PR #1410, opened 2025-10-29
Build for Debian 13 & Fedora 43. Remove builds for Fedora 40

viktorerlingsson:
✅  Adds builds for: 
- Debian 13 (Trixie)
- Fedora 43

❌  Removes builds for: 
- Fedora 40 (Out of support)

See that the builds works
Debian test-run here: https://github.com/cloudamqp/lavinmq/actions/runs/18913394201
RPM test-run here: https://github.com/cloudamqp/lavinmq/actions/runs/18913389885

### DIFF
--- a/.github/workflows/deb.yml
+++ b/.github/workflows/deb.yml
@@ -24,7 +24,7 @@ jobs:
     strategy:
       fail-fast: false
       matrix:
-        os: [ubuntu-24.04, ubuntu-22.04, debian-13, debian-12, debian-11]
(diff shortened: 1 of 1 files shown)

------------------------------------------------------------

**WHAT TO PRODUCE:** Only this range is to be output: the line that contains "- Fedora 43" through the last line of the records above, both inclusive.

**THE ANSWER:**
- Fedora 43

❌  Removes builds for: 
- Fedora 40 (Out of support)

See that the builds works
Debian test-run here: https://github.com/cloudamqp/lavinmq/actions/runs/18913394201
RPM test-run here: https://github.com/cloudamqp/lavinmq/actions/runs/18913389885

### DIFF
--- a/.github/workflows/deb.yml
+++ b/.github/workflows/deb.yml
@@ -24,7 +24,7 @@ jobs:
     strategy:
       fail-fast: false
       matrix:
-        os: [ubuntu-24.04, ubuntu-22.04, debian-13, debian-12, debian-11]
(diff shortened: 1 of 1 files shown)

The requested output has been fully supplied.